Metro Construction vs Chatham Properties
G.R. No. 141987 September 24, 2001

Facts:
Respondent Chatham Properties, Inc. (CHATHAM) and petitioner Metro Construction, Inc. (MCI) entered into a contract
for the construction of a multi-storey building known as the Chatham House. MCI sought to collect from CHATHAM a
sum of money for unpaid progress billings and other charges and instituted a request for adjudication of its claims with
the CIAC. The preliminary conference before the CIAC started in June 1998 and was concluded a month after with the
signing of the Terms of Reference (TOR) of the Case. n the resolution of these issues, the CIAC discovered significant
data, which were not evident or explicit in the documents and records but otherwise revealed or elicited during the
hearings, which the CIAC deemed material and relevant to the complete adjudication of the case. It was established
during the hearing that the contract was awarded to MCI through negotiation as no bidding was conducted, x x x It was
also revealed that two agreements were entered into, one is labeled Construction Contract for the total fixed amount of
P50,000,000.00 and the other a Supplemental Contract for an amount not to exceed P75,000,000.00.
The CIAC then decreed Accordingly, as presented below, all the amounts due MCI are first listed and added up and the
total payment is deducted therefrom. The admitted total payment figure as reflected in the Terms of Reference is the
amount applied instead of the total reflected in CHATHAM's Summary of Payments which incidentally reflected a lesser
amount.
Impugning the decision of the CIAC, CHATHAM instituted a petition for review with the Court of Appeals. The Court of
Appeals concluded that the interim takeover was necessitated by CHATHAM's insistence to meet its own turnover dates
with the buyers of the project's units. Thus, CHATHAM was constrained to hire subcontractors with sufficient manpower
and supervision and incur various expenses to facilitate the completion of the project and/or assist MCI in making up for
its delay.
The Court of Appeals concluded that the interim takeover was necessitated by CHATHAM's insistence to meet its own
turnover dates with the buyers of the project's units. Thus, CHATHAM was constrained to hire subcontractors with
sufficient manpower and supervision and incur various expenses to facilitate the completion of the project and/or assist
MCI in making up for its delay.
The Court of Appeals then considered it imperative to determine whether MCI failed to complete the project on time
for which it may be held liable for liquidated damages based on the delays in the overall schedule of completion
pursuant to Art. 13.5 of the Construction Agreement.
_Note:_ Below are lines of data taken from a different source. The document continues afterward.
PR #9336, opened 2025-02-25
:thread: (llm): optimize launch

LucasWerey:
### ✅ Checklist

  - ledger store

### 📝 Description

Rework the way we initialise the ledger store to make it faster. 

#### Today 
Previously, the code was executing promises sequentially using await statements one after another:

```
const bleData = await getBle();
const settingsData = await getSettings();
const cachedCurrencyIds = await listCachedCurrencyIds();
```

This approach was slower as each promise had to complete before the next one could start.

#### Promise concurrency 

The new implementation uses promise concurrency by starting all promises simultaneously:

```
const {getBle, getSettings, listCachedCurrencyIds} = await Promise.all([
        retry(getBle, MAX_RETRIES, RETRY_DELAY),
        retry(getSettings, MAX_RETRIES, RETRY_DELAY),
        retry(listCachedCurrencyIds, MAX_RETRIES, RETRY_DELAY),
])
```

This way we parallelise promise execution and reduce init time.  Also a retry function is added so we ensure to retry the init if needed max 3 times until an error is send

documentation : https://www.builder.io/blog/promises

first POC : https://github.com/LedgerHQ/ledger-live/pull/8866

#### TLDR
```
// Sequential approach
const bleData = await getBle();          // Wait 100ms
const settings = await getSettings();     // Wait another 100ms
const accounts = await getAccounts();     // Wait another 100ms
// Total time: ~300ms

// Concurrent approach
const blePromise = getBle();             // Start immediately
const settingsPromise = getSettings();    // Start immediately
const accountsPromise = getAccounts();    // Start immediately
// Total time: ~100ms
``` 

#### Results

Finally, CHATHAM asseverates that the Court of Appeals did not commit grave abuse of discretion in reversing the CIAC's
ascertainment on the implied take-over and liquidated damages.

This Court shall now resolve the primary issue raised in this case

Issue:
The core issue in this case is whether under existing law and rules the Court of Appeals can also review findings of facts
of the Construction Industry Arbitration Commission (CIAC).

Held:
EO. No. 1008 vest upon the CIAC original and exclusive jurisdiction over disputes arising from, or connected with,
contracts entered into by parties involved in construction in the Philippines, whether the dispute arises before or after
the completion of the contract, or after the abandonment or breach thereof.By express provision of Section thereof, the
arbitral award of the CIAC is final and unappealable, except on questions of law, which are appealable to the Supreme
Court.
It is clear that Circular No. 1-91 covers the CIAC. In the first place, it is a quasi judicial agency. A quasi-judicial agency or
body has been defined as an organ of government other than a court and other than a legislature, which affects the
rights of private parties through either adjudication or rule-making. The very definition of an administrative agency
includes its being vested with quasi judicial powers. The ever increasing variety of powers and functions given to
administrative agencies recognizes the need for the active intervention of administrative agencies in matters calling for
technical knowledge and speed in countless controversies which cannot possibly be handled by regular courts. The
CIAC's primary function is that of a quasi-judicial agency, which is to adjudicate claims and/or determine rights in
accordance with procedures set forth in E.O. No. 1008.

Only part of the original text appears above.